Alison Steadman: ‘I do enjoy a gin and tonic in the evening’

My earliest memory? When my grandfather was ill in bed and I was taken upstairs to see him. I was really young, maybe two or three years old. I remember him holding my hand; I think he died the next day. For months, when I went back to my grandma’s house I’d ask to go and see him. I thought he was still in bed.

I do enjoy a gin and tonic in the evening. I see it as a relaxing thing, particularly if I’ve been busy working. I look forward to that, and olives. My boys send me up rotten about the olives. They know I can’t have a drink without a bowl.

I was pretty starstruck when I worked with Tom Jones. I did a little half-hour telly with him a few years ago. We played husband and wife. I think it was the second or third day, we were doing some rehearsal, when he said: “I feel, I’m a bit out of my comfort zone doing this.” I said: “Tom, if someone gave me a microphone and told me to stand on the stage at the Palladium and sing to 2,000 people, I’d be a bit out of my comfort zone.” We both just laughed.

I used to be very scared of flying. Every time I flew, I would shake like a leaf. Then I said to myself: “If this carries on, it’s going to ruin your life.” I got myself through it – now I’m perfectly fine.

I’ve loved being a mum. I was particularly happy looking after my boys when they were little. I did work, of course – I didn’t want my career to disappear. But I would balance it. Life goes in stages. Toby is 44 and Leo is 40. It’s nice that they’ve sort of come back to wanting to be with mum a bit more.

Do I mind getting older? I’m lucky that I’ve had a healthy life. If you haven’t got your health, you haven’t got anything. I’ve got to count my blessings and every day have fun, live your life, do things. Friends of mine say I do too much. But I want to be like that.

I think I’m an optimist. Although I have to say, now I’m older, I do get days when I feel a bit down. I have to pull myself together and move forward.

I love bird watching and watching animals. You read about a creature and do a little bit of research and you think: how can a young bird fly to Africa? How? I’m someone who constantly gets lost – I have no sense of direction.

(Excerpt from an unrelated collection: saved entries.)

PR #217, opened 2023-06-19
Include component spec in non-generic reusable components

RobbeSneyders:
Currently running a pipeline with reusable components fails as the component spec is no longer included in the image, but also not provided by the pipeline. We should assume that we have no access to the individual files of these components, as the goal is to move them out of the repository in the future. Since these components are not generic, we can keep including the component spec in the image.


RobbeSneyders:
Closing as this should be handled by the pipeline as discussed.

PR #218, opened 2023-06-19
Add cli entrypoint for compile

GeorgesLorre:
WIP!

First implementation of the fondant CLI (tried and tested):

`fondant compile -p /playground/mycoolpipeline.py:pipeline`

(note you will need to (re)run `poetry install --all-extras`)

I'm mainly looking for feedback on this approach before I spend more time expanding it


fondant/cli.py
```diff
@@ -0,0 +1,96 @@
+import argparse
+import importlib.util
+import re
+
+from fondant.compiler import DockerCompiler
+from fondant.pipeline import Pipeline
+
+
+class PipelinePythonReference(argparse.Action):
```
GeorgesLorre, line 9: I did not find anything standard on importstrings (`file.py:my_object`) so I made my own parser.

RobbeSneyders: Any reason to go for a custom `Action` instead of a custom `type`? I think a custom `type` could be a bit simpler.

FYI, [reference implementation](https://github.com/encode/uvicorn/blob/master/uvicorn/importer.py#L9) from `uvicorn`.

fondant/cli.py
```diff
@@ -0,0 +1,96 @@
...
+            return match.groups()
+        else:
+            raise ValueError(f"Could not parse input {input}")
+
+    @staticmethod
+    def load_pipeline(module: str, object: str) -> Pipeline:
+        """Attempt to load a pipeline from a module file path and object name."""
+        spec = importlib.util.spec_from_file_location(object, module)
+        pipeline = importlib.util.module_from_spec(spec)  # type: ignore
+        spec.loader.exec_module(pipeline)  # type: ignore
```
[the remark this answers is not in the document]
RobbeSneyders: See my comment above for an implementation based on `import_module` and `getattr`.

examples/pipelines/starcoder/pipeline.py
```diff
@@ -1,5 +1,6 @@
 """Pipeline used to create the dataset to train the StarCoder model."""
 
+import argparse
```
RobbeSneyders, line 3: Why was this added? I think we should be able to remove the `if __name__ = "__main__":` block at the bottom of the file, no?

fondant/compiler.py
```diff
@@ -129,6 +129,11 @@ def _generate_spec(self, pipeline: Pipeline, extra_volumes: list) -> dict:
                 ]
             )
 
+            # add component spec to command if does not exist yet
+            if not component_op.arguments.get("component_spec"):
+                component_spec = component_op.component_spec.specification
+                command.extend(["--component_spec", json.dumps(component_spec)])
+
```
RobbeSneyders, line 136: You added this to the `ComponentOp` class in #215, right?

RobbeSneyders (approved):
Thanks @GeorgesLorre! I know it must hurt to see the coverage decline, but looking at the uncovered lines, I don't think there's a lot to test without just duplicating the same logic.

examples/pipelines/starcoder/docker-compose.yml
RobbeSneyders, line 1: This should be left out of git.

RobbeSneyders (changes requested):
One more thing :wink:

RobbeSneyders (approved):
Thanks!

Issue #203, opened 2023-06-14
Update components to implement the PandasTransformComponent


RobbeSneyders:
As follow up of #200, we should update our reusable transform components to leverage the `PandasTransformComponent`

RobbeSneyders:
#219 did this for all relevant components in the Controlnet and Stable Diffusion pipelines. We still need to do this for the others.

PR #219, opened 2023-06-19
 Migrate stable diffusion & controlnet components to PandasTransformComponent

RobbeSneyders:
Contributes to #203 

This PR updates the reusable components of the stable diffusion / controlnet pipeline to use the new Pandas interface. I submit these separately since I've already tested them. 

Some simplifications are clear:
- No more `map_partitions` needed for batching
- No more `meta` needed for `apply` or similar methods

Since we now set the `meta` of the `map_partitions` in the `PandasTransformComponent` based on the component spec, the returned dataframes are validated quite strictly. It does not allow any additional columns.

The Pandas implementation can probably be improved further as I'm not the biggest Pandas pro.

### DIFF
--- a/components/caption_images/src/main.py
+++ b/components/caption_images/src/main.py
@@ -60,7 +60,7 @@ class CaptionImagesComponent(PandasTransformComponent):
         logger.info(f"Device: {self.device}")
 
         self.processor = BlipProcessor.from_pretrained(model_id)
-        self.model = BlipForConditionalGeneration.from_pretrained(model_id)
+        self.model = BlipForConditionalGeneration.from_pretrained(model_id).to(self.device)
 
         self.batch_size = batch_size
         self.max_new_tokens = max_new_tokens
--- a/components/segment_images/src/main.py
+++ b/components/segment_images/src/main.py
@@ -88,7 +88,7 @@ class SegmentImagesComponent(PandasTransformComponent):
         logger.info(f"Device: {self.device}")
 
         self.processor = SegformerImageProcessor.from_pretrained(model_id)
-        self.model = AutoModelForSemanticSegmentation.from_pretrained(model_id)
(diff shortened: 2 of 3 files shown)


components/caption_images/src/main.py
```diff
@@ -53,69 +52,39 @@ def caption_image_batch(
...
-            batch_size=batch_size,
-            max_new_tokens=max_new_tokens,
-            device=device,
-            meta={0: str}
+    def setup(self, *, model_id: str, batch_size: int, max_new_tokens: int) -> None:
+        self.device = "cuda" if torch.cuda.is_available() else "cpu"
+        logger.info(f"Device: {self.device}")
+
+        self.processor = BlipProcessor.from_pretrained(model_id)
+        self.model = BlipForConditionalGeneration.from_pretrained(model_id)
```
NielsRogge, line 63: It doesn't seem like the model is put on the `device`

components/segment_images/src/main.py
```diff
@@ -76,64 +75,42 @@ def segment_image_batch(image_batch: pd.DataFrame, *, model: AutoModelForSemanti
...
-            model=model,
-            processor=processor,
-            batch_size=batch_size,
-            device=device,
-            meta={0: object}
+        self.device = "cuda" if torch.cuda.is_available() else "cpu"
+        logger.info(f"Device: {self.device}")
+
+        self.processor = SegformerImageProcessor.from_pretrained(model_id)
+        self.model = AutoModelForSemanticSegmentation.from_pretrained(model_id)
```
NielsRogge, line 91: Same here, model needs to be put on the `device`

NielsRogge (approved):
Looks very nice!

components/caption_images/src/main.py
RobbeSneyders: Good catch. Seems like this wasn't done before either.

The worst thing anyone has ever said to me was when I was told that my mother had a few months to live. She had been diagnosed with pancreatic cancer. I said to the consultant: “You are not to tell my mother that.” She’d have faded on the spot. My mother lived for two years.

I’d like to be remembered for my acting, and the fact that I managed to earn a living for my whole life from it, which isn’t easy. One of the teachers at Liverpool Youth Theatre, a guy called Jim Wiggins, said to me, “You should go to drama school and become an actor. I’d hate the thought of you in 20 years’ time, stirring your pan of stew, saying to yourself, “Oh, why didn’t I do it?”